Comment 7 Not Assigned 2012-08-20 03:42:31 UTC
Cedric Bosdonnat committed a patch related to this issue.
It has been pushed to "master":

http://cgit.freedesktop.org/libreoffice/core/commit/?id=82c46f1877c65042ac976312267c14bf0e5847f4

fdo#53175: docx export, close hyperlinks before fields
Comment 8 Cédric Bosdonnat 2012-08-20 05:24:46 UTC
(In reply to comment #0)
> d) Open the saved file by Microsoft Office. WinWord says: "Cannot open file due
> to errors of its contents. Details: Unspecified error. Location:
> Part:/word/document.xml, Line: 2, Column: 6136.

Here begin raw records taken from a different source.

PR #9081, opened 2020-10-04
freeCameraTouchInput bug: Uneven panning on touch.

mrdunk:
Well this is fascinating.
Please close if it's a known issue.
I'm not sure words will explain it very well so here's a playground:

https://playground.babylonjs.com/#WPLZCD#5
I've disabled mouse and forced on touch so you can see the issue on your workstation.

Click and drag left and right.
Notice the step change in pan speed at a repeatable but arbitrary point.

it's caused by a surprising interaction between the `camera.cameraRotation` values and `this.cameraRotation.scaleInPlace(this.inertia);` in `targetCamera.ts`.

The workaround is to set `camera.inertia = 0;`.
If you decide not to merge this change, this badly needs documenting. 

When i was playing with Babylon the last time around i presumed this was annoying but intended behavior.
After looking at the code i'm convinced it's a bug.

My diff:
Simply assigning `camera.cameraRotation.y = this._offsetX / this.touchAngularSensibility` instead of adding fixes this.
On my setup the pan speed after the fix is similar to the average of the 2 speeds before.
This does change the behavior but IMO, the current implementation is verging on unusable.

My diff does a small bit of extra tidy-up too. Blame my OCD:
`if (this._offsetX && this._offsetY) {` does not take into account the case where one of the axis equal zero but the other has a valid value.

### DIFF
--- a/src/Cameras/Inputs/freeCameraTouchInput.ts
+++ b/src/Cameras/Inputs/freeCameraTouchInput.ts
@@ -163,19 +163,24 @@ export class FreeCameraTouchInput implements ICameraInput<FreeCamera> {
      * This is a dynamically created lambda to avoid the performance penalty of looping for inputs in the render loop.
      */
     public checkInputs(): void {
-        if (this._offsetX && this._offsetY) {
-            var camera = this.camera;
-            camera.cameraRotation.y += this._offsetX / this.touchAngularSensibility;
+        if (this._offsetX === null || this._offsetY === null) {
+            return;
+        }
+        if (this._offsetX === 0 && this._offsetY === 0) {
+            return;
+        }
 
-            if (this._pointerPressed.length > 1) {
-                camera.cameraRotation.x += -this._offsetY / this.touchAngularSensibility;
-            } else {
-                var speed = camera._computeLocalCameraSpeed();
-                var direction = new Vector3(0, 0, speed * this._offsetY / this.touchMoveSensibility);
+        var camera = this.camera;
+        camera.cameraRotation.y = this._offsetX / this.touchAngularSensibility;
 
-                Matrix.RotationYawPitchRollToRef(camera.rotation.y, camera.rotation.x, 0, camera._cameraRotationMatrix);
-                camera.cameraDirection.addInPlace(Vector3.TransformCoordinates(direction, camera._cameraRotationMatrix));
-            }
+        if (this._pointerPressed.length > 1) {
+            camera.cameraRotation.x = -this._offsetY / this.touchAngularSensibility;
+        } else {
+            var speed = camera._computeLocalCameraSpeed();
+            var direction = new Vector3(0, 0, speed * this._offsetY / this.touchMoveSensibility);
+
+            Matrix.RotationYawPitchRollToRef(camera.rotation.y, camera.rotation.x, 0, camera._cameraRotationMatrix);
+            camera.cameraDirection.addInPlace(Vector3.TransformCoordinates(direction, camera._cameraRotationMatrix));
         }
     }
 


deltakosh:
I see the problem but I do not understand the fix :D We are simply getting rid of the inertia which is not what we want :)

There must be another issue or at least a fix that will keep the inertia in place. 

Asking @Popov72  to have a look :)

mrdunk:
> I see the problem but I do not understand the fix :D We are simply getting rid of the inertia which is not what we want :)

So i'm only suggesting disabling inertia as a configuration only workaround.
This PR leaves inertia working as expected.

To understand problem, 
`camera.cameraRotation.y` is not the camera's current rotation but rather the rate of change.
`inertia` reduces `camera.cameraRotation` every frame.

Try un-commenting the line where `camera.cameraRotation.y` is dumped to console every frame.
You'll see inertia reducing it to 0 when touch events stop.

The existing code adds to `camera.cameraRotation.y` every frame.
This makes no sense. It is a rate of change, not an absolute position.

RaananW:
`camera.cameraRotation`, thou maybe not-so-precisely named, is used all over to define the camera's current rotation delta on the x and y axes. It is an important part of the `_checkInputs` function, called on `TargetCamera` , and is used all over the place.

> You'll see inertia reducing it to 0 when touch events stop.

That's the intended usage of this vector. So it behaves correctly. 

I do understand what you are saying - the touch movement feels off. You expect it to work the way the ArcRotateCamera is working, right? When I move the finger it should move with me and stop with me.

Popov72:
> When I move the finger it should move with me and stop with me.

If we want this behaviour, simply set inertia to 0, no?

I don't know the input system much, but the PG seems ok to me:
* if I press left mouse button and move a small distance, the rotation is slow and stops when I release LMB
* if I press left mouse button and move a larger distance, the rotation is fast and continues a bit when I release LMB due to inertia and being past the angular sensibility

By changing the touchMoveSensibility / touchAngularSensibility / inertia values one should be able to achieve any desired behaviour?

mrdunk:
> I do understand what you are saying - the touch movement feels off. You expect it to work the way the ArcRotateCamera is working, right? When I move the finger it should move with me and stop with me.

No. You misunderstand.
I get that the camera should move/rotate relative to the amount you have dragged.
What is not working correctly is that the rate at which the camera rotates is not linear.
There is a step change when you drag more than a certain amount.

Try this:
1. Click in the PG.
2. Creep the mouse rightwards (or leftwards if you prefer...). Note that the rate of rotation speeds up as you increase the length of your drag (as expected).
3. Keep creeping the mouse until the value being displayed in console changes from `false` to `true`. Note that there is a step increase in rotation speed when this happens.

I encourage you to try actually using this interface on a mobile platform; It is not good.

mrdunk:
> camera.cameraRotation, thou maybe not-so-precisely named, is used all over to define the camera's current rotation delta on the x and y axes.

Yes. exactly.
It is rotation /delta/.

The way the current code does it:
Increasing the delta every frame by the touch-drag length, then applying the inertia modifier is getting clipped in `TargetCamera._checkInputs`.
```
if (needToRotate) {
            if (Math.abs(this.cameraRotation.x) < this.speed * Epsilon) {
                this.cameraRotation.x = 0;
            }

            if (Math.abs(this.cameraRotation.y) < this.speed * Epsilon) {
                this.cameraRotation.y = 0;
            }
            this.cameraRotation.scaleInPlace(this.inertia);
        }
```
Since `this.rotation` gets set before this happens, and `this.cameraRotation` is non-linear, `this.rotation` is also non linear; You see the step change where it is clipped.

Instead /setting/ the delta every frame a touch-drag is active, then allowing it to decay back to 0 when the touch-drag is canceled gives much more deterministic results.
Because every frame starts with a constant `this.cameraRotation`, inertia only has an effect when the drag event stops.

mrdunk:
Words are hard.
let me know if you want to set up a video call where i can demonstrate.

deltakosh:
After reading this I tend to agree that inertia is not required for touch.
Waiting for @Popov72  and @RaananW  confirmation

mrdunk:
> After reading this I tend to agree that inertia is not required for touch.
But it can easily work.
There is nothing wrong with the concept in the current code. There's just a wrinkle in the details.

I'll hack this PR into a Playground this evening to demonstrate.

deltakosh:
Sorry I meant: we do not want inertia WHILE moving. So I'm ok with this PR ;)

deltakosh (approved):

mrdunk:
Ack.
thanks!
(Words are hard.)

deltakosh:
Thanks a lot for your help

Fixed in master now: forgot to end the hyperlink before the end of fields

(In reply to comment #2)
> LO-3.5.6 even crashes when it tries to read the document after the second save.
> 
> Steps to reproduce (build from libreoffice-3-5 branch):
> 
> 1. Open "DOC-export footnote Error.odt" (attachment 57017 [details]) in LO
> 2. Save as 1.docx
> 3. Open 1.docx in LO
> 4. Save as 2.docx
> 5. Open 2.docx in LO
> 
> Result: crash

That crash is not related to the fix I produced: it can be reproduced with the steps you indicated only with 3.5 (not including the fix). I would consider that as another bug.

(In reply to comment #6)
> I attached the bt
> I noticed too that first page of docx1 was wrong (schema above the TOC) ;
> haven't checked other pages.

Thanks for the backtrace. However the schema problem is fixed in master and is likely to be pretty annoying to backport
Comment 9 ape 2012-08-20 06:55:01 UTC
(In reply to comment #7)
> Cedric Bosdonnat committed a patch related to this issue.
> It has been pushed to "master":
> 
> http://cgit.freedesktop.org/libreoffice/core/commit/?id=82c46f1877c65042ac976312267c14bf0e5847f4
> 
> fdo#53175: docx export, close hyperlinks before fields

Cedric, thank you.
 LibO-3.6.1.1 is in need of your patch too. Release contains previous fixes TOC (bug 52610). I hope that in LibO-3.6.1rc2 problem would be closed.
--
ape
Comment 10 Cédric Bosdonnat 2012-08-20 09:35:37 UTC
I had to revert the fix as it introduces some other problems... will need to find a better fix.
Comment 11 Not Assigned 2012-08-20 09:37:00 UTC
Cedric Bosdonnat committed a patch related to this issue.
It has been pushed to "master":

http://cgit.freedesktop.org/libreoffice/core/commit/?id=b95d203bc17c83ec0fe5139f519d53ed1d842d3a

fdo#53175: Don't load the default values of the styles in writerfilter
Comment 12 Not Assigned 2012-08-20 09:37:20 UTC
Cedric Bosdonnat committed a patch related to this issue.
It has been pushed to "master":

http://cgit.freedesktop.org/libreoffice/core/commit/?id=516c4f2a7f0af06f7e6301128df9885599128291

Revert "fdo#53175: docx export, close hyperlinks before fields"
Comment 13 Not Assigned 2012-08-21 05:14:11 UTC
Cedric Bosdonnat committed a patch related to this issue.
It has been pushed to "master":

http://cgit.freedesktop.org/libreoffice/core/commit/?id=c1c2688912e769dfd7654e11e87dae380a8ce1eb

fdo#53175: Fixed the end of hyperlinks
Comment 14 Cédric Bosdonnat 2012-08-21 05:20:09 UTC
This time it is ok. Note that also the import of Title style has been fixed.
Comment 15 Not Assigned 2012-08-21 07:32:49 UTC
Cedric Bosdonnat committed a patch related to this issue.
It has been pushed to "libreoffice-3-6":

http://cgit.freedesktop.org/libreoffice/core/commit/?id=f672ba611a8cef83acad3233d27dc6414b463a42&g=libreoffice-3-6

fdo#53175: Fixed the end of hyperlinks


It will be available in LibreOffice 3.6.2.
Comment 16 Not Assigned 2012-08-21 13:37:54 UTC
Cedric Bosdonnat committed a patch related to this issue.
It has been pushed to "libreoffice-3-6-1":

http://cgit.freedesktop.org/libreoffice/core/commit/?id=636e8f07d17f33e3b67137be805f8a0fdf3e0299&g=libreoffice-3-6-1

fdo#53175: Fixed the end of hyperlinks


It will be available already in LibreOffice 3.6.1.